The Seahawks are not close. They are not getting closer.
John Middlekauff noted in his reaction of today’s game:
“Don’t things run their course? Andy Reid once got fired in Philadelphia. Things just end. I watched Pete Carroll today and he has no answers, he’s had an incredible run, he resurrected the franchise, he gave them a competitiveness that they’ve not had. But it’s over.”
My fear is that what will actually happen is even more aggression in the off-season, with long-term planning thrown to the wolves in the desperation to rapidly improve with Carroll’s contract running out in 2025. The chances of such a situation working out are remote, unless you’re bringing in Tom Brady and his entourage as Tampa Bay did a few years ago.

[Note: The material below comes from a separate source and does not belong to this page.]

PR #538, opened 2025-02-11
feat: support for variable length binary

Dustin-Ray:
# Rationale for this change

Introduces support for arbitrary length binary columns. This first pass introduces initial support for the type as per standard procedure for adding new PoSQL data types.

I think Carroll, when he watches back the TV copy of the Niners game, will see that graphic Fox showed with Seattle’s record against the 49ers with Wilson and how they’re winless without him. I imagine him thinking about Jayden Daniels (for example) making the miraculous happen just as Wilson did and they’ll trade the farm to get him. Who knows how that works out but at least everyone will be excited, right up until the point the same issues keep emerging because the Seahawks are so schematically uncultured compared to their main NFC West foes.
Broader thinking is required. How do you top the 49ers and Rams? Probably by attacking them offensively in the way they so readily attack you and making the most of your weapons instead of struggling to maximise their talent. Probably by giving them something new to think about defensively, with younger and faster personnel working within the system. Probably by getting the future at quarterback in place and pairing him with your own version of Shanahan and McVay, whoever that may be, rather than relying on the man Carroll decides will be offensive coordinator next year.
In trying to achieve all of this, you might fail. But failure feels inevitable if we don’t change.
It’s time for a broader discussion to occur online and on-air about what’s best for the Seahawks.
Oh, by the way, the Seahawks currently have the #13 overall pick (the pick they’re sending to the Giants, at the moment, is #44).